Former US First Lady Michelle Obama

Former US First Lady Michelle Obama

One of the top movies on Netflix last week was Becoming, the documentary following Michelle Obama's book tour. Her unabashed quote describing her roots and origin sets the scene for today's column: "I'm from the south side of Chicago, that tells you as much about me as you need to know."

Where did you start? Unlike the former US First Lady's reference, I am not asking where you were born or from what side of the tracks you grew up.

Instead, I'm asking you to think back to that not-so-long-time-ago, before the Covid-19 shutdown began. Where were you then? What kind of work did you do? Who were you?

I ask because now that we are rounding the first week of Ireland's phase one of the roadmap to reopening, it's a good time to reflect. Who you are… becoming? Dr Mark Rowe, a doctor, author and vitality expert, has spoken across the globe on the importance of adopting a holistic approach to wellness. We met a few years ago when we both spoke at the same conference.

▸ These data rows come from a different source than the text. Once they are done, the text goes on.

PR #1032, opened 2018-11-16
add <caption> optional tag to datatable

### LINKED ISSUE #1028: Datatable: adding the option to add a  <caption>
Hello,
Table captions and summaries provide information to give the user a quick information of the table content. While they are not required to meet WCAG 2.0, they can still be very useful for screen reader users.
Usage example
```
<table>
  <caption>Explaining what this table is about</caption>
  <tr>...</tr>
</table>
```
or
```
<table   summary="Explaining what this table is about">
```

It might be interesting to add those or one of those optional field in the datatable.

Lb-lea:
add <caption> optional tag to datatable to improve screen reader experience

Fix  #1028

### DIFF
--- a/src/main/java/net/bootsfaces/component/dataTable/DataTableCore.java
+++ b/src/main/java/net/bootsfaces/component/dataTable/DataTableCore.java
@@ -24,7 +24,7 @@ import javax.faces.component.UIData;
 public abstract class DataTableCore extends UIData implements net.bootsfaces.render.IHasTooltip {
 
 	protected enum PropertyKeys {
-		ajax, autoUpdate, border, colLg, colMd, colSm, colXs, columnVisibility, contentDisabled, copy, csv, customLangUrl, customOptions, delay, deselectOnBackdropClick, disabled, display, excel, fixedHeader, hidden, immediate, info, lang, largeScreen, markSearchResults, mediumScreen, multiColumnSearch, multiColumnSearchPosition, offset, offsetLg, offsetMd, offsetSm, offsetXs, onclick, oncomplete, ondblclick, ondeselect, onerror, onmousedown, onmousemove, onmouseout, onmouseover, onmouseup, onorder, onpage, onsearch, onselect, onsuccess, pageLength, pageLengthMenu, paginated, pdf, print, process, responsive, rowGroup, rowHighlight, rowStyleClass, saveState, scrollCollapse, scrollHorizontally, scrollSize, scrollX, searching, select, selectedColumn, selectedItems, selectedRow, selectionInfo, selectionMode, smallScreen, span, striped, style, styleClass, tinyScreen, tooltip, tooltipContainer, tooltipDelay, tooltipDelayHide, tooltipDelayShow, tooltipPosition, update, visible, widgetVar;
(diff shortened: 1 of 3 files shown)


stephanrauh:
Awesome, thanks! First impressions, without having run the code yet:

1) Awesome, thanks! :)
2) Please add the caption attribute to the BootsFaces.dsl. I can do that for you, but if you do, you make our lifes easier. Also see https://github.com/stephanrauh/JSFLibraryGenerator.
3) Your approach is great for the `summary` attribute of the datatable. If I've got it right, the `<caption>` tag offers a bit more flexibility than the ordinary `summary` attribute. It allows you to use arbitrary HTML tags and (in the case of JSF) even JSF widgets. Implementing this full-featured approach is a bit tedious, so I'm ready to help you. But before I do so, I'd like to ask you if you agree. Should we implement a `<b:caption>` tag that's only valid inside the `<b:datatable>` tag?

Lb-lea:
Your approach is more flexible indeed. It will be closer to the way html tables are declared as well so it is more intuitive to use. 
I'd be really interested to learn how to make the new features if you don't mind helping me. 
I'll take care of the doc accordingly, this should be within my reach ^ ^.
I'm not sure if we need both the summary attribute and the caption. The w3c website advises to have at least one of those.  I could easily switch what I did for the caption into a summary attribute though.

src/main/java/net/bootsfaces/component/dataTable/DataTableCore.java
```diff
@@ -86,6 +86,22 @@ public boolean isBorder() {
...
+	        getStateHelper().put(PropertyKeys.caption, _caption);
+	}
+	
+	
+	/**
+	 * If set, this will surround the table by a border. Defaults to true. <P>
+	 * @return Returns the value of the attribute, or "-1", if it hasn't been set by the JSF file.
+	 */
+	public String getCaption() {
+	        return (String) getStateHelper().eval(PropertyKeys.caption, "-1");
```
jepsar: Why not use `null` here as the default?

Lb-lea: I tried to copy the behaviour of other attributes but it seems I took a size attribute as a reference. You are right I should have used the attributes null  using "-1" doesn't make much sense :disappointed:.

stephanrauh:
@Lb-lea I've decided to speed up things a bit in order to be able to publish BootsFaces 1.4.0 soon. Nonetheless, thanks for offering a PR covering the documentation!

stephanrauh:
Oh, and we certainly appreciate your suggestions, including your pull requests. Actually, we love them. Currently, we're reacting a bit slow because both our jobs and our private life are fairly demanding. Please don't confuse this with negative feedback. If anything, it's us being lazy. Please carry on your good work! Don't hesitate to drop me an email if you need help (webmaster1 at beyondjava.net).

stephanrauh:
@Lb-lea Please review https://staging.bootsfaces.net/Showcase//forms/DataTable.jsf#accessibility. Does the `caption` element work, and did I find the right words?

Lb-lea:
@Lb-lea stephanrauh  works perfectly with orca screen reader ^^. My English is not perfect but I think " is used **to by** screen readers " is weird, shouldn't the " to" be removed?
Anyway don't apologize I'm not very reactive either since I only works on the framework in between classes...

PR #1037, opened 2018-11-25
Add root and end facet to b:breadcrumbs

### LINKED ISSUE #1036: b:breadcrumbs should have an option to render an end point / current page
The end point / current page should not be a link, but can have an icon, so a facet is probably the best solution here. While we're throwing in a facet, we could as well add a facet for a custom root element.

Feel free to assign this to me. I'm happy to provide a PR since it will solve an issue I have with a project of ours.

jepsar:
Fix #1036

See https://github.com/TheCoder4eu/BootsFacesWeb/pull/63


stephanrauh:
IMHO this looks good enough to merge it. I always wince when I see a facet, but this seems one of the cases facets are really useful. Thanks!

jepsar:
Yeah, I thought to create an attribute at first, but that won't allow you to add an icon (for example) without creating more attributes.

PR #1048, opened 2018-12-19
fixed modal accessibility issue

### LINKED ISSUE #1009: b:modal is not readable by screen reader
Hi,
I'm using BootsFaces 1.3.0 with screen reader orca 3.22.2 on firefox 57.0.1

Last week it was wonderful to reconnect as we spoke together once again through WhatsApp.

1. Take stock and take control

Mark says it is high time to take control of ourselves. "Whenever we get a vaccine," he said to me, "whether it be one year or three years or whatever, we will have gone through a grand disruption and hopefully we will have grown. I call it 'post-pandemic growth'. It might mean you will have developed a new sense of meaning, a new sense of purpose or become more resilient."

2. Commit to turning your corner

While we might be able to go to a few more shops now and see three friends in-person in a socially-distanced, out-of-doors meet-up, we're largely still confined with our families. So, what if you are someone who has had it up to your face mask with words like "resilience" and "compassion"? I ask, because I freely confess that although I write this column and preach the gospel of positivity, there are moments I struggle with this feeling and I take comfort I'm not alone in this.

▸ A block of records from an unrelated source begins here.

Issue #999, opened 2018-08-25
defaultCommand does not work on commandButton with col/span attribute


TheTimeWalker:
After trying to fight forever on why `<b:defaultCommand/>` didn't work on `<b:commandButton/>`, I've finally figured out the culprit

Steps to reproduce:
1. Set up a form with a generic inputText
2. Add a commandButton with any of these attributes: colXs, colSm, colMd, colLg, span
3. Bind defaultCommand with a target to commandButton

What happens is that the button is being wrapped around a `<div>` which inherits the ID of the button. The button itself contains no ID. This means that defaultCommand instead clicks on the div as opposed to the button.

Tested on:
BootsFaces 1.3.0
PrimeFaces 6.2.0
Payara 5.181 with JSF 2.3

stephanrauh:
Oops. Thanks for pointing this out!

geopossachs:
i retest it, the bug was fixed with version 1.4.2

PR #1075, opened 2019-05-06
use document.getElementsByName() to trigger default command #999

geopossachs:
use document.getElementsByName()[0] to trigger the default command by a commandButton with col/span attribute #999


stephanrauh:
I've added an example to the showcase demonstrating how your improvement works.

stephanrauh:
Thanks!

I'm not entirely sure how your improvement works with PrimeFaces buttons, standard JSF button, and `<b:commandLink>` - but then, we never documented these features are supported :)

PR #1083, opened 2019-06-12
Fix value submission on InputText with tags

### LINKED ISSUE #1079: b:inputText not working in Chrome
I'm trying to write multiple tags to a managed bean, but the value is always an empty string.
My InputText looks like:

`                    
<b:inputText id="dataTypeProcedures"
                                 value="#{dataTypeBean.tags}"
                                 placeholder="Verfahren"
                                 tags="true"
                                 typeahead="true"
                                 typeahead-values="#{dataTypeBean.avaliableProcedures}"
                                 tiny-screen="full-width" />`

I think Problem is, that the input field is rendererd twice with the same name in html, why Chrome sents two values back to server, one empty, one with correct. However the empty value is set to the backing bean.
image
I'm using Chrome Version 70.0.3538.77 , Bootsfaces 1.4.1

pkelbert:
Tagsinput clones InputText 'input' HTML element and keeps both original
and newly created elements with 'name' attribute.

This commit removes duplicated 'name' attribute on newly created HTML
'input' element via inline JavaScript for each InputText component with
tags enabled.

Fix #1079

### DIFF
--- a/src/main/java/net/bootsfaces/component/inputText/InputTextRenderer.java
+++ b/src/main/java/net/bootsfaces/component/inputText/InputTextRenderer.java
@@ -232,9 +232,6 @@ public class InputTextRenderer extends CoreInputRenderer {
 		if ((autocomplete != null) && (autocomplete.equals("off"))) {
 			rw.writeAttribute("autocomplete", "off", null);
 		}
-		if (inputText.isTags() && (!inputText.isTypeahead())) {
-			rw.writeAttribute("data-role", "tagsinput", null);
-		}
 
 		String v = getValue2Render(context, component);
 		if (inputText instanceof InputSecret) {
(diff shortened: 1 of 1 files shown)


pkelbert:
Application used for testing: https://github.com/pkelbert/bootsfaces-inputtags-demo

stephanrauh:
@pkelbert Sounds reasonable to me. Thanks! Nonetheless, I've got a question before merging the PR. Why did you remove the attribute `data-role="tagsinput"`?

pkelbert:
@stephanrauh The attribute `data-role="tagsinput"` was removed in order to initialize the component manually instead of automatically. When the component is initialized automatically I couldn't find any safe criteria for selecting the original HTML element once Tags Input removes it's `id` attribute.

stephanrauh:
@pkelbert Obrigado!

pkelbert:
@stephanrauh Thanks!

Issue #1093, opened 2019-08-31
Upgrade Bootstrap to v3.4.1 and Bootswatch themes to v3.4.1+1 and test.


TheCoder4eu:
Upgrade Bootstrap to v3.4.1 and Bootswatch themes to v3.4.1+1 and test.

mtvweb:
With 3.4.1 the filter field of the data table looks strange. (But seems to be a DataTables problem)
Even the b:selectOneMenu text is not positioned well. At least with field-size="sm"

geopossachs:
hello @mtvweb that's wonderful that you want to support the project.

i would like to review your changes. It is possible to shorten the pull request to the central changes here? (rebase; chery pick; ...)

geopossachs:
> Even the b:selectOneMenu text is not positioned well. At least with field-size="sm"
#1097

stephanrauh:
@mtvweb I  don't see any problems with the datatable. I've just pushed the update to Boostrap 3.4.1, and I've also published a new snapshot on Maven Central. Can you have a look if the glitches you've reported are still there?

mtvweb:
Still there. Just downloaded bootsfaces-1.5.0-20200429.204938-1.jar and modified selectOneMenu.xhtml from BootfacesWeb.xml second b:selectOneMenu to 

`<b:selectOneMenu value="#{selectOneMenuBean.type}" colMd="2" required="true" label="Select your car's type:" labelColMd="2" styleClass="car-class" field-size="sm">`

Attached Screenshots from MacOS Safari, Chrome, Firefox
<img width="463" alt="safari" src="https://user-images.githubusercontent.com/2180107/80649517-80cc5100-8a72-11ea-9b44-b274a513b364.png">
<img width="386" alt="chrome" src="https://user-images.githubusercontent.com/2180107/80649527-845fd800-8a72-11ea-8383-c1b541973d45.png">
<img width="598" alt="firefox" src="https://user-images.githubusercontent.com/2180107/80649535-875ac880-8a72-11ea-8120-6628f56da2f5.png">

mtvweb:
I think Datatables problem is already fixed in master by upgrading datatables.net to a newer version by @geopossachs

stephanrauh:
We've finally managed to solve the showcase bug. Now the datatable looks mostly OK, apart from the first dropdown. Does anyone have an idea why this happens?

mtvweb:
Is the current version only at your showcase?

[...]

PR #1099, opened 2019-10-24
Fix includes for Properties set with a ValueExpression

stjheitc:
if a valueExpression was used for properties that toggles the inclusion of scripts or css if a constant value is passed these inclusion were not added . By adding some additional code to setValueExpression these forces adding the required libraries, even if the final value may be empty or null, which isn't known during set.

Fixes TheCoder4eu#1098
Fixes TheCoder4eu#1052


mtvweb:
Also added new datatable cdn. Fixing the strange filter mentioned in #1093

Fixes #1100

stjheitc:
Fixes also TheCoder4eu/BootsFaces-OSP#1104

mtvweb:
I don‘t think that it will Fix it. as an additional Note. The problem occurs only, if you use only Dynamic Values, i.E. a Page without Layout and a Single commandbutton with an awesome Icon set by el

mtvweb:
Still not working without this pull request. If a page contains only dynamic assignments to awesome icons. It will be not included, because only a static assignment is altering the inclusion of the fontawesome includes.

stephanrauh:
@mtvweb I tried to merge your PR yesterday. However, I'd like to exclude all the JavaScript and CSS files. I don't think they're related to any bug you've fixed. Plus, I've updated to Bootstrap 3.4.1, which probably explains the changes. I'm afraid I'm not a git pro (no pun intended!). Please apologize the inconvenience.

Is it possible to cherry-pick the Java files? Alternatively, can you update the JS and CSS files so I don't see them in the PR?

BTW, is it true you're updating the PR for three or four years now? Keep up the good work - und just ignore my embarrassed face. :)

Best regards,
Stephan

mtvweb:
Just created a new PR, Limited to the relevant files only. So we can remove this PR, without merging it.

stephanrauh:
I'm closing this PR in favor of #1134.

Issue #1100, opened 2019-10-25
Colreorder plugin is missing in DataTables CDN url


mtvweb:
The can url is missing the column reorder plugin.
the cr -part is missing in the cdn DataTables resource url

mtvweb:
Additionally DataTables.min.js is included twice with different cdn values

geopossachs:
hello @mtvweb that's wonderful that you want to support the project.

i would like to review your changes. It is possible to shorten the pull request to the central changes? 
(rebase; chery pick; ...)

mtvweb:
Simply changed the cdn datasource to the current one

`
AddResourcesListener.addDatatablesResourceIfNecessary("https://cdn.datatables.net/v/bs/jszip-2.5.0/dt-1.10.20/af-2.3.4/b-1.6.1/b-colvis-1.6.1/b-html5-1.6.1/b-print-1.6.1/cr-1.5.2/fc-3.3.0/fh-3.1.6/r-2.2.3/rg-1.1.1/rr-1.2.6/sc-2.0.1/sl-1.3.1/datatables.min.css", "css");		AddResourcesListener.addDatatablesResourceIfNecessary("https://cdnjs.cloudflare.com/ajax/libs/pdfmake/0.1.36/pdfmake.min.js", "css");
AddResourcesListener.addDatatablesResourceIfNecessary("https://cdnjs.cloudflare.com/ajax/libs/pdfmake/0.1.36/vfs_fonts.js", "css");		AddResourcesListener.addDatatablesResourceIfNecessary("https://cdn.datatables.net/v/bs/jszip-2.5.0/dt-1.10.20/af-2.3.4/b-1.6.1/b-colvis-1.6.1/b-html5-1.6.1/b-print-1.6.1/cr-1.5.2/fc-3.3.0/fh-3.1.6/r-2.2.3/rg-1.1.1/rr-1.2.6/sc-2.0.1/sl-1.3.1/datatables.min.js", "js");
`

URLs are generated with the download page.

stephanrauh:
@mtvweb @geopossachs I've merged the PR. Would one of you like to add a demo to the BootsFaces showcase? That'd be great!

Best regards,
Stephan

PR #1103, opened 2019-11-10
Issues/1100 missing cdn link

geopossachs:
mtvweb report a mssing plugin inport in #1100


geopossachs:
@stephanrauh do you know why there are on line 102 and 103 an almost same import in the old state? And can i merge this PR?

PR #1106, opened 2019-11-22
Add DataTables "lengthChange" option

sebsoftware:
This adds an attribute for the dataTables "lengthChange" property to the datatable. Offering the possibility to disable "false" the page length menu in the upper right. The default is "true", so it is still compatible with previous releases.


stephanrauh:
Thanks a lot!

For instance, the same day last week when I spoke with Mark, I also held a remote coaching session with one of my executive clients. The multi-national tech company he works for had just announced it was "letting" employees continue to work from home for the rest of the year. (The news report I had already read about the announcement made it sound like a privilege - and to still have a secure job and pay cheque through all this certainly is.) But for my client, who can't go back to his office for months and whose wife is also a remote worker and who shares his home with their four-year-old son, it felt like an extension of a prison sentence. He was struggling too.

I shared this with the good doctor who sympathised. "Many of us are not working from home," Mark said. "We're 'parenting from work'.

"This is difficult," Mark says. "We are not hardwired for compassion and resilience. We are hardwired for fear and anxiety and survival and there's no doubt that people have lost a huge amount. They are feeling isolated from co-workers, or have lost jobs, loved ones, financial security and human connections.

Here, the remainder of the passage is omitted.